*** Information given ***

PR #201, opened 2022-01-07
Asdon tweaks

lewismd13:


horrible-little-slime (approved):
I'm going to go ahead and assume that canInteract does what I assume it does

lewismd13:
> I'm going to go ahead and assume that canInteract does what I assume it does

yeah it's a weird function name for "are you in casual/aftercore/broke ronin"

PR #210, opened 2022-01-12
Tweaks to ascension code.

phulin:
Fix one bug, clean up some stuff.


src/ascend.ts
```diff
@@ -21,7 +20,29 @@ export enum Lifestyle {
   hardcore = 3,
 }
 
-function toMoonId(moon: string | number, playerClass: Class): number {
+type MoonSign =
```
horrible-little-slime, line 23: I almost want to break this into like 10 types and make it a union of those types, even though there's no utility to that.

horrible-little-slime (approved):

src/ascend.ts
phulin: at some point we should have a moon sign type either in mafia or in libram that can be used anywhere.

*** End of Information given ***

(Task goal): Write out all the records again, exactly as they appear.

(Reply to the task):
PR #201, opened 2022-01-07
Asdon tweaks

lewismd13:


horrible-little-slime (approved):
I'm going to go ahead and assume that canInteract does what I assume it does

lewismd13:
> I'm going to go ahead and assume that canInteract does what I assume it does

yeah it's a weird function name for "are you in casual/aftercore/broke ronin"

PR #210, opened 2022-01-12
Tweaks to ascension code.

phulin:
Fix one bug, clean up some stuff.


src/ascend.ts
```diff
@@ -21,7 +20,29 @@ export enum Lifestyle {
   hardcore = 3,
 }
 
-function toMoonId(moon: string | number, playerClass: Class): number {
+type MoonSign =
```
horrible-little-slime, line 23: I almost want to break this into like 10 types and make it a union of those types, even though there's no utility to that.

horrible-little-slime (approved):

src/ascend.ts
phulin: at some point we should have a moon sign type either in mafia or in libram that can be used anywhere.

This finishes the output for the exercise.